BEGIN GIVEN ENTRIES

PR #35, opened 2018-05-14
Validate runtime bytecode utils

njgheorghita:
### What was wrong?
Lack of any functions to handle validation that deployed bytecode of a contract matches the `runtime_bytecode` specified in the package

### How was it fixed?
Wrote util functions (heavily borrowed from populus) to compare and validate bytecodes

#### Cute Animal Picture
image


tests/conftest.py
```diff
@@ -51,6 +56,21 @@ def all_packages():
...
+def package_with_deployed_instance_of_contract(valid_package, w3):
+    with open("ethpm/assets/v2-packages/safe-math-lib/SafeMathLib.sol") as file:
+        contract_source_code = file.read()
+    compiled_sol = compile_source(contract_source_code)
+    contract_interface = compiled_sol['<stdin>:SafeMathLib']
+    SafeMathLib = w3.eth.contract(abi=contract_interface['abi'], bytecode=contract_interface['bin'])
+    tx_hash = SafeMathLib.constructor().transact()
+    tx_receipt = w3.eth.getTransactionReceipt(tx_hash)
+    address = tx_receipt['contractAddress']
+    print(address)
```
njgheorghita: @carver I'd expect every time I run this that I'd get a different address for where the contract was deployed. But i'm getting the exact address every time. Am I missing something? Or is that the expected behavior?

ethpm/utils/bytecode_validation.py
```diff
@@ -0,0 +1,85 @@
...
+    Verify that expected_bytecode matches the bytecode found at address
+    """
+    # Check that the contract has bytecode
+    if expected_bytecode in EMPTY_BYTECODE_VALUES:
+        raise ValueError(
+            "Contract instances which contain an address cannot have empty "
+            "runtime bytecode"
+        )
+
+    chain_bytecode = web3.toHex(web3.eth.getCode(address))
```
njgheorghita: @carver Also here, the code returned from `web3.eth.getCode(address)` always begins with `0x73<address>...`, is that expected? I'm trying to just retrieve the code stored at that address

tests/conftest.py
carver: > every time I run this

Do you mean the same address across test runs? Or the same address in different tests during the same `pytest` run?

Assuming the latter, `w3` (and more importantly, its eth-tester) is reinitialized every time. Since the contract address is based on sending address's nonce, and the nonce is being reset, you will get the same contract address every time.

ethpm/utils/bytecode_validation.py
carver: `getCode` will give you the runtime bytecode, I believe, which does appear to start with a `'0x73'`. Is that a match?

tests/conftest.py
njgheorghita: i'm getting the same address across different `pytest` runs . . .

pipermerriam: @njgheorghita that is expected.  You can check and verify that the `sender/from` and `nonce` for the transaction are the same.  You should only expect different results if you are using a randomized `from` account.  contract address generation logic can be found here: https://github.com/ethereum/py-evm/blob/master/evm/utils/address.py#L12

njgheorghita: @pipermerriam ahh great, good to know thanks. any harm in simply choosing a random account from the 10 automatically generated accounts? so i can skip seeding it with ether for deployment

njgheorghita:
@pipermerriam @carver how would i go about getting solc installed on circle's build?

pipermerriam:
You should be able to find how `py-solc` is used to install solidity if you look in the populus travis.yml file.

You will almost definitely need to update `py-solc` to support installation of a more modern version of solidity.

.circleci/config.yml
```diff
@@ -26,6 +28,18 @@ common: &common
...
+        command: |
+          if [[ -n "$SOLC_VERSION" ]]; then 
+            echo "$SOLC_VERSION"
+            sudo python -m pip install "py-solc>=1.2.0"
+            sudo python -m solc.install $SOLC_VERSION
+            echo 'export SOLC_BINARY=/root/.py-solc/solc-$SOLC_VERSION/bin/solc' >> $BASH_ENV
+            source $BASH_ENV
+            sudo chmod u+x $SOLC_BINARY
+            sudo $SOLC_BINARY --version
+          fi
```
njgheorghita: @pipermerriam @davesque Does anything jump out to you as wrong here? It seems to me like `solc` installs fine - `$SOLC_BINARY` is set correctly for `py-solc` to use - but the test errors out saying `Permission denied` when I try to run `solc.compile`

carver: `sudo chmod u+x $SOLC_BINARY` is only giving execution rights to the root user.

njgheorghita: @carver I also tried `a+rwx` and `-R 755` but neither of those seem to grant the right permissions.

.circleci/config.yml
```diff
@@ -26,9 +28,29 @@ common: &common
...
     - run:
         name: run tox
-        command: ~/.local/bin/tox
+        command: |
+          if [[ -n "$SOLC_VERSION" ]]; then
+            echo "$SOLC_BINARY"
+            sudo $SOLC_BINARY --version
+            $SOLC_BINARY --version
```
njgheorghita: Shouldn't the permissions set on 41 - `all can read, write, execute`, allow 51 to run? 50 is running fine. I've also tried `chmod -R 755 ...` on 41 which didn't help

.circleci/config.yml
```diff
@@ -5,6 +5,8 @@ version: 2.0
 
 common: &common
   working_directory: ~/repo
+  environment:
+    SOLC_VERSION: v0.4.23
```
njgheorghita: hardcoded for now - but will make dynamic down the road to support multiple versions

END GIVEN ENTRIES

WHAT TO DO: From the records above, copy out the line with "Do you mean", the line with "njgheorghita: i'm getting", and every line between them, word for word.

RESULT:
Do you mean the same address across test runs? Or the same address in different tests during the same `pytest` run?

Assuming the latter, `w3` (and more importantly, its eth-tester) is reinitialized every time. Since the contract address is based on sending address's nonce, and the nonce is being reset, you will get the same contract address every time.

ethpm/utils/bytecode_validation.py
carver: `getCode` will give you the runtime bytecode, I believe, which does appear to start with a `'0x73'`. Is that a match?

tests/conftest.py
njgheorghita: i'm getting the same address across different `pytest` runs . . .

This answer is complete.